Abstract: Aggregation-diffusion equations and systems have grow rapidly in their population. Models featuring nonlocal interactions through spatial convolution have been applied to several areas, including the physical, chemical, and biological sciences. A typical strategy to establish well-posedness is to use regularity properties of the kernels themselves; however, for many model problems such regularity is not available. One such example is the top-hat kernel which is discontinuous. In this talk, I will present recent progress in establishing a robust well-posedness theory for a class of nonlocal aggregation-diffusion models with minimal regularity requirements on the interaction kernel in any spatial dimension on either the whole space or the torus. Starting with the scalar equation, we first establish the existence of a global weak solution in a small mass regime for merely bounded kernels. Under some additional hypotheses, we show the existence of a global weak solution for any initial mass.

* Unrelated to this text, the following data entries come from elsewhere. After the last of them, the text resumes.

PR #5260, opened 2026-09-09
fix: Format IndexKind as text string instead of numeric ID

### LINKED ISSUE #5229: Show index type as text rather than numeric ID
When creating or showing an index, the output for the `Kind` field is a numeric ID of the type. As we did for collection fields, it's a nice UX improvement to display the corresponding string value there.

```
stef@carbonino:~$ defradb client collection add '
type Book11 {
  title: String
  plot: String @index(kind:ordered)
  about_v: [Float32!] @index(vector: {dimensions: 3, hnsw: {metric: COSINE}})  @embedding(
    fields: ["title", "plot"], 
    provider: "ollama", 
    model: "embeddinggemma"
  )
}
'
[
  {
    "Name": "Book11",
...
    "Indexes": [
      {
        "Name": "Book11_plot_ASC",
        "ID": 1,
        "Fields": [
          {
            "Name": "plot",
            "Descending": false
          }
        ],
        "Kind": 0,
        "KindDescription": {
          "Unique": false
        },
        "Unique": false
      },
      {
        "Name": "Book11_about_v_ASC",
        "ID": 2,
        "Fields": [
          {
            "Name": "about_v",
            "Descending": false
          }
        ],
        "Kind": 1,
        "KindDescription": {
          "Algorithm": "HNSW",
          "Metric": "COSINE",
          "Dimensions": 3,
          "HNSW": {
            "M": 16,
            "EfConstruction": 128,
            "EfSearch": 64
          }
        },
        "Unique": false
      }
    ],
```

Tyagiquamar:
Fixes #5229

### DIFF
--- a/client/index.go
+++ b/client/index.go
@@ -50,7 +50,12 @@ func (k IndexKind) String() string {
 }
 
 func (k IndexKind) MarshalText() ([]byte, error) {
-	return []byte(k.String()), nil
+	switch k {
+	case IndexKindOrdered, IndexKindVector:
+		return []byte(k.String()), nil
+	default:
+		return nil, NewErrUnknownIndexKind(uint8(k))
+	}
 }
 
 func (k *IndexKind) UnmarshalText(text []byte) error {
--- a/client/index.go
+++ b/client/index.go
@@ -38,6 +38,34 @@ const (
 	IndexKindVector
 )
 
+func (k IndexKind) String() string {
+	switch k {
+	case IndexKindOrdered:
+		return "ordered"
+	case IndexKindVector:
+		return "vector"
+	default:
+		return "unknown"
+	}
+}
+
+func (k IndexKind) MarshalText() ([]byte, error) {
+	return []byte(k.String()), nil
+}
+
+func (k *IndexKind) UnmarshalText(text []byte) error {
+	switch string(text) {
+	case "ordered", "b-tree", "0":
+		*k = IndexKindOrdered
+		return nil
+	case "vector", "1":
+		*k = IndexKindVector
+		return nil
+	default:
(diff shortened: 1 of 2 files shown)


Tyagiquamar:
Hi, friendly ping for review on this PR when you have a moment. Happy to address any feedback. Thanks!

client/index.go
```diff
@@ -38,6 +38,39 @@ const (
...
+func (k *IndexKind) UnmarshalText(text []byte) error {
+	switch string(text) {
+	case "ordered", "b-tree", "0":
+		*k = IndexKindOrdered
+		return nil
+	case "vector", "1":
+		*k = IndexKindVector
+		return nil
+	default:
+		return NewErrUnknownIndexKind(0)
```
ChrisBQu, line 70: Thank you for this PR. It mostly looks good to me. This is the one change I am going to request though.

todo: This passes in a value of 0 to `NewErrUnknownIndexKind`, but 0 is not an appropriate value here. 0 is the valuee of `IndexKindOrdered` as per its definition earlier in this file. What would really be best, is if this error function took a text parameter instead. I understand that this function is called in only one other place, also in this file, so making the adjustment should only increase the scope of this PR a tiny bit. But it would improve it greatly.

ChrisBQu (changes requested):

client/index.go
Tyagiquamar: Updated NewErrUnknownIndexKind to accept a string parameter instead of uint8. Call sites now pass string(text) in UnmarshalText, and string representations in MarshalText and UnmarshalJSON. Also updated client/index_test.go to verify that the unknown kind text is included in error outputs. All tests pass cleanly.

In typical cases of interest, these solutions are unique and classical. I will then discuss the generalisation to the n-species system for the regimes of small mass and arbitrary mass. We will conclude with some consequences of these theorems for several models typically found in ecological applications. This is joint work with Dr. Skrzeczkowski and Prof. Jose Carrillo.

Global quantitative stability of wave equations with strong and weak dampings

Runzhang Xu Harbin Engineering University Peoples Rep of China Co-Author(s):

Abstract: In this talk, we are concerned with the description of global quantitative stability of wave equations with linear strong damping and linear or nonlinear weak damping. By giving some energy decay estimates, we obtain several conclusions about the continuous dependence of the global solution on the initial data and the coefficients of the strong damping term and linear or nonlinear weak damping term. This work also establishes a new idea to use the dissipative effect to obtain the better continuous dependence conclusions, which also reflect the dissipative properties of the solution.

Recent progresses on stochastic Zakharov systems

Deng Zhang Shanghai Jiao Tong University Peoples Rep of China Co-Author(s):    Deng Zhang

Abstract: In this talk we review very recent progresses on stochastic Zakharov systems in dimensions three and four. The Zakharov system couples Schroedinger and wave equations, and reaches the energy criticality in dimension four. We will mainly show the global well-posedness below the ground state and the noise regularization effects on blow-up and scattering dynamics. This talk is based on joint works with Sebastian Herr, Michael Roeckner and Martin Spitz.